Friday 24 September 2010

Discover Elephant Garlic


Elephant garlic, showing how it is composed of multiple cloves

  • Elephant garlic (Allium ampeloprasum var. ampeloprasum) is a plant belonging to the onion genus. 
  • It is not a true garlic, but actually a variant of the species to which the garden leek belongs. 
  • It has a tall, solid, flowering stalk and broad, flat leaves much like those of the leek, but forms a bulb consisting of very large, garlic-like cloves. 
  • The flavour of these, while not exactly like garlic, is much more similar to garlic than to leeks. 
  • The flavour is milder than garlic, and much more palatable to some people than garlic when used raw as in salads.
  • The name comes from its much larger size, being as big as the clenched fist of a man. 
  • Whilst it is much milder than traditional garlic, the individual cloves are big enough to roast whole.
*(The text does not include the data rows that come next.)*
PR #48, opened 2018-02-08
Update document to reflect change from SHA256 -> Blake2b256

hanssv:


knarz:
That should probably be `Blake2b`, since the `s` and `b` flavours exist. Also, `Blake2b` default output is also 512 bits, whereas we use 256 bits, which should also be specified.

hanssv:
Blake2b everywhere and a couple of mentions of 256 bits digest

PR #49, opened 2018-02-09
Fix also the examples not just the spec for Oracle subscriptions

hanssv:


lucafavatella:
I see this is still applicable to epoch master. I see two approvals. Merging.

PR #63, opened 2018-04-11
Add initial gossip document

eproxus:


sylane:
Maybe there should be some mention of the peer key and how it is part of the peer URI and how it is verified ?

eproxus:
@sylane Added that in the last commit, please review.

PR #258, opened 2018-10-30
Update to new calling convention

gorillainduction:


lucafavatella:
I see it refers mostly to https://github.com/aeternity/epoch/pull/1702

PR #274, opened 2018-11-22
Do not burn tokens

velzevur:
Compliment to aeternity/epoch#1809


channels/ON-CHAIN.md
```diff
@@ -391,8 +393,13 @@ considered closed and allow no further modifications.
 The transaction MUST be signed using private key corresponding to the public key `from_id`.
 
 The amounts must correspond to the ones on-chain, provided by the last
-`channel_close_solo` or `channel_slash`.
+`channel_close_solo` or `channel_slash`. The sum of those final amounts form
+the total closing amount of the channel.
 
+agreed upon amounts. The total closing amount of a channel is computed bydd
```
gorillainduction: Stray duplication of text

consensus/locking.md
```diff
@@ -0,0 +1,9 @@
+Coins locking
+==
+
+We want a predictable inflation so there MUST not be any token burning. In order
```
knarz: How is this different than burning? Protocol mandated burning is visible and therefore easy to track.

Know your Elephant Garlic - Botany

  • The mature bulb is broken up into cloves which are quite large and with papery skins and these are used for both culinary purposes and propagation. 
  • There are also much smaller cloves with a hard shell that occur on the outside of the bulb. These are often ignored, but if they are planted, they will the first year produce a non-flowering plant which has a solid bulb, essentially a single large clove. 
  • In their second year, this single clove will break up into many separate cloves. 
  • Elephant garlic is not generally propagated by seeds.
  • The plant, if left alone, will spread into a clump with many flowering heads. These are often left in flower gardens as an ornamental and to discourage pests.
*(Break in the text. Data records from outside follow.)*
PR #276, opened 2018-12-04
describe microblock confirmations

uwiger:
See [PT #162416632](https://www.pivotaltracker.com/story/show/162416632).

### DIFF
--- a/channels/OFF-CHAIN.md
+++ b/channels/OFF-CHAIN.md
@@ -332,7 +332,7 @@ As outlined in [this Bitcoin-NG blog post](http://hackingdistributed.com/2015/11
 will still wait until the transaction is seen inside a microblock. This will mean that 
 the transaction has been gossiped, picked up from the mempool and accepted by a miner.
 
-Note that high-value transactions will still need to wait for a number of keyblocks, to
+Note that high-value transactions should wait for a number of keyblocks in order to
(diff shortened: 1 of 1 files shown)


channels/OFF-CHAIN.md
```diff
@@ -325,6 +326,16 @@ different amounts, then that might communicate that it wants these instead.)
   blockchain to stop a cheater
 - `responder_pubkey` MUST be a valid ed25519 pubkey
 
+#### Microblock confirmation
+
+As outlined in [this Bitcoin-NG blog post](http://hackingdistributed.com/2015/11/09/bitcoin-ng-followup/), _an NG microblock offers strictly stronger guarantees than a 0-confirmation in Bitcoin_. In Aeternity, when the minimum-depth confirmation is set to zero, the system
+will still wait until the transaction is seen inside a microblock. This will mean that 
+the transaction has been gossiped, picked up from the mempool and accepted by a miner.
+
+Note that high-value transactions will still need to wait for a number of keyblocks, to
```
velzevur: I'd rather have this like 

> Note that high-value transactions ~will still need to~ should wait for a number of keyblocks, to

as the waiting it is not part of the protocol but rather a suggestion. This is a matter of taste and not a blocker.

PR #277, opened 2018-12-05
removes epoch API documentation

knarz:
This removes the Epoch API documentation, which was temporarily housed in here, in an effort to make the protocol implementation agnostic.

This should only be merged once the documentation is available somewhere else.


ThomasArts:
Documentation has changed too much to benefit from this PR.

PR #283, opened 2018-12-17
Pt 162663022 missing and added sophia operators

hanssv:


contracts/sophia.md
```diff
@@ -767,6 +769,7 @@ In order of highest to lowest precedence.
 | Operators | Associativity
 | --- | ---
 | `!` `bnot` | right
+| `^` | left
```
lucafavatella: Re precedence I see correspondence with https://github.com/aeternity/epoch/pull/1928/commits/826ab4bf27b07d4cfb8bc4b5c64af7877a6fbbbc#diff-d896ebc1c9e8e88a88db67bcb04d717dR179

PR #291, opened 2019-01-15
OTP release rename with backward compatible bin/epoch

lucafavatella:
In scope of https://www.pivotaltracker.com/story/show/163191726


lucafavatella:
Not needed - see https://github.com/aeternity/aeternity/pull/2057

PR #292, opened 2019-01-17
Remove `uint` from the docs.

kraikov:
Remove `uint` since it's not yet present in Sophia.


lucafavatella:
@kraikov Thanks for your contribution!

PR #298, opened 2019-01-24
Rename epoch folder to node

lucafavatella:


knarz:
Why are they not just finally deleted from this repo?

lucafavatella:
> Why are they not just finally deleted from this repo?

@knarz This is an intermediate step [agreed with](https://www.pivotaltracker.com/story/show/163321177/comments/198578043) @evdoks in order not to perform too many unrelated changes during the software renaming.

PR #307, opened 2019-02-11
Bring protocol in line with real world

ThomasAerts:
Both Roma and Minerva accept name updates that have a TTL of 50000 blocks into the future.

### DIFF
--- a/AENS.md
+++ b/AENS.md
@@ -309,7 +309,7 @@ See also [mechanisms section](#mechanisms).
 The `update` transaction MUST be signed by the owner
 of the name entry to be updated.
 
-The `expire_by` MUST NOT be more than 36000 blocks into
+The `expire_by` MUST NOT be more than 50000 blocks into
 the future.
 
 `update` transaction may be used to extend the lease of the name.


AENS.md
```diff
@@ -309,7 +309,7 @@ See also [mechanisms section](#mechanisms).
 The `update` transaction MUST be signed by the owner
 of the name entry to be updated.
 
-The `expire_by` MUST NOT be more than 36000 blocks into
+The `expire_by` MUST NOT be more than 50000 blocks into
```
lucafavatella: I see correct in [1.4.0](https://github.com/aeternity/aeternity/blob/v1.4.0/apps/aens/src/aens_update_tx.erl#L247), [master](https://github.com/aeternity/aeternity/blob/dbbd2c65f89a8bf7b9c6cf3413a7c83f55104e5f/apps/aecore/src/aec_tx_processor.erl#L619), [minerva](https://github.com/aeternity/aeternity/blob/df35135ff2ad6d5f42a496c2447a59afbb1781e6/apps/aecore/src/aec_tx_processor.erl#L623).

PR #310, opened 2019-02-12
Add compiler version to serialization

ThomasArts:


lucafavatella:
I see related to https://github.com/aeternity/aeternity/pull/2146

serializations.md
```diff
@@ -835,14 +835,23 @@ The binary is a serialized Merkle Patricia Tree.
 
 The binary is a serialized Merkle Patricia Tree.
 
-#### Sophia byte code
+#### Sophia byte code (version 1, Roma release)
```
lucafavatella: Unclear if still legal post-Roma.

ThomasArts: Yes, this tag will remain to exist, but I guess as soon as we really hard fork, we restrict it.

ThomasArts: In fact it probably is a good idea to allow both for Minerva, but our software is always adding a compiler version. Then in the next hard-fork we can fully remove the possibility to add contracts to chain without a compiler version included.

PR #818, opened 2020-03-27
feat(init): rename send-telemetry arg and improve usage

QuentinBrosse:


internal/namespaces/init/init_test.go
```diff
@@ -0,0 +1,18 @@
...
+import (
+	"testing"
+
+	"github.com/scaleway/scaleway-cli/internal/core"
+)
+
+func Test_Init(t *testing.T) {
+	t.Run("Helper", core.Test(&core.TestConfig{
+		Commands: GetCommands(),
+		Cmd:      "scw init --help",
```
loicbourgois: usage should be tested with `Test_AllUsage`

but `init` has a var to build its help 

see line 1 in golden 
> Initialize the active profile of the config located in /Users/qbrosse/.config/scw/config.yaml 

maybe we need to overide  `$HOME`in the test

QuentinBrosse: It is [excluded](https://github.com/scaleway/scaleway-cli/blob/v2/cmd/scw/main_test.go#L24) from `Test_AllUsage` for this reason. :palm_face:

PR #827, opened 2020-04-02
feat(instance): add stocks in server-type list

QuentinBrosse:
This PR also proposes a new `EnumMarshalFunc` as a replacement of `BindAttributesMarshalFunc`.


internal/namespaces/instance/v1/custom_server_type.go
```diff
@@ -33,30 +47,39 @@ func serverTypeListBuilder(c *core.Command) *core.Command {
...
-
-		listServersTypesResponse := originalRes.(*instance.ListServersTypesResponse)
 		serverTypes := []*customServerType(nil)
 
-		for name, serverType := range listServersTypesResponse.Servers {
+		// Get server availabilities.
+		serverAvailabilities := make(map[string]instance.ServerTypesAvailability)
+		availabilitiesResponse, err := api.GetServerTypesAvailability(&instance.GetServerTypesAvailabilityRequest{})
+		if err != nil {
+			// Do nothing and show degraded results.
```
jerome-quere, line 77: We should be really careful with this type of optimization. While it's a excellent idea for human display it could be a source of many strange bugs when doing scripting and automation as the command will not return an error but will not contain the correct information? 

Can we consider this case will almost never happen and that user experience will almost never be affected by this use-case and at the same time guarantee automation?

QuentinBrosse: Good catch, what is your point? Do you prefer to return an error here? I agree.

jerome-quere: yes let's return an error

PR #833, opened 2020-04-03
docs: fix example with positional arg

kindermoumoute:


internal/core/cobra_usage_builder.go
```diff
@@ -91,6 +91,18 @@ func buildExamples(cmd *Command) string {
 				panic(fmt.Errorf("in command '%s', example '%s': %w", cmd.getPath(), cmdExample.Short, err))
 			}
 			var cmdArgsAsStrings, err = args.MarshalStruct(cmdArgs)
+			positionalArg := cmd.ArgSpecs.GetPositionalArg()
+			if positionalArg != nil {
+				for i, cmdArg := range cmdArgsAsStrings {
+					if !strings.HasPrefix(cmdArg, positionalArg.Prefix()) {
+						continue
+					}
+					cmdArgsAsStrings[i] = strings.TrimLeft(cmdArg, positionalArg.Prefix())
```
jerome-quere, line 100: Add a comment 
```
// Switch the positional args with args at position 0 to make sure positional args is always at the beginning
```

PR #834, opened 2020-04-03
feat(init): handle empty config

kindermoumoute:


jerome-quere:
This is not a feature as it's doesn't expose new feature. It's more a `vendor: update scaleway sdk`

PR #836, opened 2020-04-03
feat(init): ask to remove v1 config

kindermoumoute:


internal/namespaces/init/init.go
```diff
@@ -231,6 +233,24 @@ func initCommand() *core.Command {
 				args.InstallAutocomplete = scw.BoolPtr(installAutocomplete)
 			}
 
+			// Ask whether to remove v1 configuration file is it exists
+			homeDir, err := os.UserHomeDir()
```
jerome-quere, line 237: Should we make `getConfigV1FilePath` in SDK public ?

internal/namespaces/init/init.go
```diff
@@ -231,6 +233,24 @@ func initCommand() *core.Command {
...
+			if err == nil {
+				configPath := path.Join(homeDir, ".scwrc")
+				if _, err := os.Stat(configPath); err == nil {
+					removeV1ConfigFile, err := interactive.PromptBoolWithConfig(&interactive.PromptBoolConfig{
+						Prompt:       "Do you want to permanently remove old configuration file (" + configPath + ")?",
+						DefaultValue: true,
```
jerome-quere, line 243: Default to `no` especially because this what happen in non-interactive

internal/namespaces/init/init.go
```diff
@@ -65,6 +66,7 @@ type initArgs struct {
 	SendTelemetry       *bool
 	WithSSHKey          *bool
 	InstallAutocomplete *bool
+	V1ConfigFilePath    *string
```
jerome-quere, line 69: This is not an argument of the command.
If we really want to make it an arg we could do
`scw init delete-v1-config=true`
but i'm not a fan

internal/namespaces/init/init.go
```diff
@@ -231,6 +233,24 @@ func initCommand() *core.Command {
 				args.InstallAutocomplete = scw.BoolPtr(installAutocomplete)
 			}
 
+			// Ask whether to remove v1 configuration file is it exists
```
jerome-quere, line 236: I would move this whole portion to the end of the run

internal/namespaces/init/init.go
kindermoumoute: Not a big fan since it would encourage to use it

internal/namespaces/init/init.go
kindermoumoute: It is not consistent with other flags

internal/namespaces/init/init.go
```diff
@@ -104,6 +106,10 @@ func initCommand() *core.Command {
 				Name:  "install-autocomplete",
 				Short: "Whether the autocomplete script should be installed during initialisation",
 			},
+			{
+				Name:  "remove-old-config",
+				Short: "Whether the autocomplete script should be installed during initialisation",
```
jerome-quere, line 111: not the correct documentation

Know your Elephant Garlic - Origins

  • The earliest records show that it was grown in 17th century England, around 1650, by John Tradescant the Younger in England. 
  • Elephant Garlic is originally from the Eastern Mediterranean, and travelled to the Scio settlement in the Willamette Valley of Oregon in the U.S.A. with immigrants from the Eastern Balkans, for their own use. 
  • Elephant garlic was re-discovered in 1941 by an American nurseryman, Jim Nicholls, who found it growing wild in the gardens of the now abandoned Scio settlement. 
  • The "herb", as it was regarded locally, was called Scio's Giant Garlic.
  • Nicholls collected about 12lbs of it and bred selectively from the larger cloves. 
  • Over a period of twelve years he established a large, very hardy, disease free strain which he started selling commercially in 1953, having registered the name 'Elephant Garlic'.
  • Elephant Garlic and Leeks have both been selected over many centuries from wild garlic. Certainly, ordinary garlic, elephant garlic and leeks, all have the same form of flat, strap-like leaves, while onions and shallots have round, hollow leaves.
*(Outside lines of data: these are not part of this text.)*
PR #840, opened 2020-04-06
refacto: add support for command interceptor

jerome-quere:

PR #842, opened 2020-04-06
refacto: handle sdk error with interecptor

jerome-quere:
Should be merged after #840

### DIFF
--- a/internal/core/command_interceptor.go
+++ b/internal/core/command_interceptor.go
@@ -70,7 +70,6 @@ func sdkStdErrorInterceptor(ctx context.Context, args interface{}, runner Comman
 		}
 
 	case *scw.QuotasExceededError:
-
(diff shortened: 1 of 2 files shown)


internal/core/command_interceptor.go
```diff
@@ -29,6 +33,84 @@ func combineCommandInterceptor(interceptors ...CommandInterceptor) CommandInterc
...
+			Err:     err,
+		}
+	case *scw.ResponseError:
+		return nil, &CliError{
+			Message: sdkError.Message,
+			Err:     sdkError,
+		}
+	case *scw.InvalidArgumentsError:
+		reasonsMap := map[string]string{
+			"unknown":    "is invalid for unexpected reason",
```
Sh4d1, line 50: `an unexpected reason` or `unexpected reasons` ?

PR #854, opened 2020-04-09
fix(instance): list image with image from not found server

kindermoumoute:


internal/namespaces/instance/v1/custom_image.go
```diff
@@ -115,6 +115,10 @@ func imageListBuilder(c *core.Command) *core.Command {
 				}
 				getServerResponse, err := api.GetServer(&serverReq)
 				if err != nil {
+					if _, ok := err.(*scw.ResourceNotFoundError); ok {
+						newCustomImage.ServerName = "-"
+						continue
```
Sh4d1, line 120: It will not be added in the array no?

internal/namespaces/instance/v1/custom_image.go
```diff
@@ -115,6 +115,10 @@ func imageListBuilder(c *core.Command) *core.Command {
 				}
 				getServerResponse, err := api.GetServer(&serverReq)
 				if err != nil {
+					if _, ok := err.(*scw.ResourceNotFoundError); ok {
```
Sh4d1, line 118: iirc this does not work

Sh4d1: In fact it does not work :sweat_smile:

PR #897, opened 2020-04-22
feat(instance): add console command

Sh4d1:


internal/gotty/client.go
```diff
@@ -0,0 +1,208 @@
...
+	"syscall"
+	"time"
+
+	"github.com/containerd/console"
+	"github.com/gorilla/websocket"
+	"github.com/scaleway/scaleway-sdk-go/scw"
+)
+
+// Scaleway GoTTY websocket endpoint
+var wsURLs = map[scw.Zone]string{
```
Sh4d1, line 18: Not sure which is better between `tty.scaleway.com` and `tty-<region>.scaleway.com` :thinking:

internal/gotty/client.go
```diff
@@ -0,0 +1,208 @@
...
+	err = cns.SetRaw()
+	if err != nil {
+		return fmt.Errorf("error setting raw terminal: %w", err)
+	}
+	defer cns.Reset()
+	defer cns.Close()
+
+	// Create a chanel that will receive all resizes signals
+	resizeChan := make(chan os.Signal, 1)
+	signal.Notify(resizeChan, syscall.SIGWINCH)
```
Sh4d1, line 91: We should split the syscall in another `_unix.go` file and a dummy one in a `_windows.go` file with the righ build tags

internal/gotty/client.go
jerome-quere: tty.scaleway.com do not work for AMS

Sh4d1: :scream: :heavy_check_mark:

internal/gotty/client.go
```diff
@@ -0,0 +1,207 @@
...
+	// Create a chanel that will receive all resizes signals
+	resizeChan := make(chan os.Signal, 1)
+	unsubscribe := subscribeToResize(resizeChan)
+	defer unsubscribe()
+
+	wsChan, wsErrChan := websocketReader(conn)
+	cnsChan, cnsErrChan := consoleReader(cns)
+
+	// Force first resize
+	resizeChan <- syscall.SIGWINCH
```
Sh4d1, line 97: same as above, need to be in another file

PR #911, opened 2020-04-24
feat(registry): add login/logout commands

Sh4d1:
Needs #909


internal/namespaces/registry/v1/custom_namespace_login.go
```diff
@@ -0,0 +1,109 @@
...
+	secretKey, ok := client.GetSecretKey()
+	if !ok {
+		return nil, fmt.Errorf("could not get secret key")
+	}
+
+	var commandArgs []string
+
+	switch program(args.Program) {
+	case docker, podman:
+		commandArgs = []string{"login", "-u scaleway", "--password-stdin", endpoint}
```
jerome-quere, line 91:
```suggestion
		commandArgs = []string{"login", "-u", "scaleway", "--password-stdin", endpoint}
```

internal/namespaces/registry/v1/custom_namespace_login.go
```diff
@@ -0,0 +1,109 @@
...
+	default:
+		return nil, fmt.Errorf("unknown program")
+	}
+
+	loginCommand := exec.Command(args.Program, commandArgs...)
+
+	loginCommand.Stdin = strings.NewReader(secretKey)
+	loginCommand.Stderr = os.Stderr
```
jerome-quere, line 99: why not binding stdout ?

Know your Elephant Garlic - Uses


  • It’s possible to use cloves of elephant garlic as a vegetable—sliced and sautéed in butter or olive oil—as well as a flavoring agent. 
  • Each clove slips nicely out of its papery skin, and, in theory, one clove of elephant is equal in size and weight to about 18 to 20 cloves of regular garlic. 
  • Elephant garlic is a good choice if you want to impart the taste of garlic to a delicately flavoured dish.
  • Once cooked or grilled, elephant garlic takes on a gentle, sweet taste. 
  • Eat it by itself or spread it on a piece of Italian bread. 
  • Because it’s milder and less pungent than garlic, elephant garlic can be enjoyed sliced raw in salads.
  • When cooking elephant garlic, be aware that it tends to brown even more quickly than other types of garlic, and this may give it a bitter taste.